### Your objective
This exercise calls for every line of the data below with the string "that" in it.

### Recorded data
Issue #17023, opened 2023-04-28
docker task driver overrides max_kill_timeout


louievandyke:
#### Describe the bug
 
The Docker Task drivers' [dockerTimeout setting](https://github.com/hashicorp/nomad/blob/891999789689240006b2a6076b73ddc67249d48d/drivers/docker/config.go#L39-L41) supersedes Nomad's `max_kill_timeout` setting.
 
#### Steps to reproduce the behavior.
Configure a `max_kill_timeout` for a period longer than 5 minutes.  Run a Nomad job that utilizes the docker driver and then initiate a stop.  Once an initial signal is sent via nomad alloc stop <allocid> the docker driver will send another signal in `5 * time.Min`
 
#### Expected behavior
The expected behavior is that Nomad's max_kill_timeout will override task driver timeout settings.
 
Product Version: _Current_ 1.5.x

```
ubuntu@ip-172-31-17-63:~$ cat /etc/nomad.d/nomad.hcl | grep max
  max_kill_timeout = "10m"
ubuntu@ip-172-31-17-63:~$
```
```
job "simple" {
  datacenters = ["dc1"]
  type = "batch"

  periodic {
    cron             = "*/1 * * * *"
    prohibit_overlap = true
  }

  group "simple" {
    task "simple" {
      driver       = "docker"
      kill_timeout = "10m"

      config {
        image   = "ubuntu:latest"
        command = "bash"
        args    = ["-c", "/local/script.sh"]
      }

      template {
        data        = <<EOF
#!/bin/bash

# set trap
trap 'echo "Received SIGTERM doint nothing..."' SIGTERM
i=1

for i in {1..250}; do
#Print message with counter i
echo "[$(date -u)] running the loop for $i times; sleeping"
sleep 5
#Increment the counter by one
((i++))
done
EOF
        perms       = "755"
        destination = "local/script.sh"
      }

      resources {
        cpu    = 100
        memory = 100
      }
    }
  }
}
```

### Expected output
Configure a `max_kill_timeout` for a period longer than 5 minutes.  Run a Nomad job that utilizes the docker driver and then initiate a stop.  Once an initial signal is sent via nomad alloc stop <allocid> the docker driver will send another signal in `5 * time.Min`
The expected behavior is that Nomad's max_kill_timeout will override task driver timeout settings.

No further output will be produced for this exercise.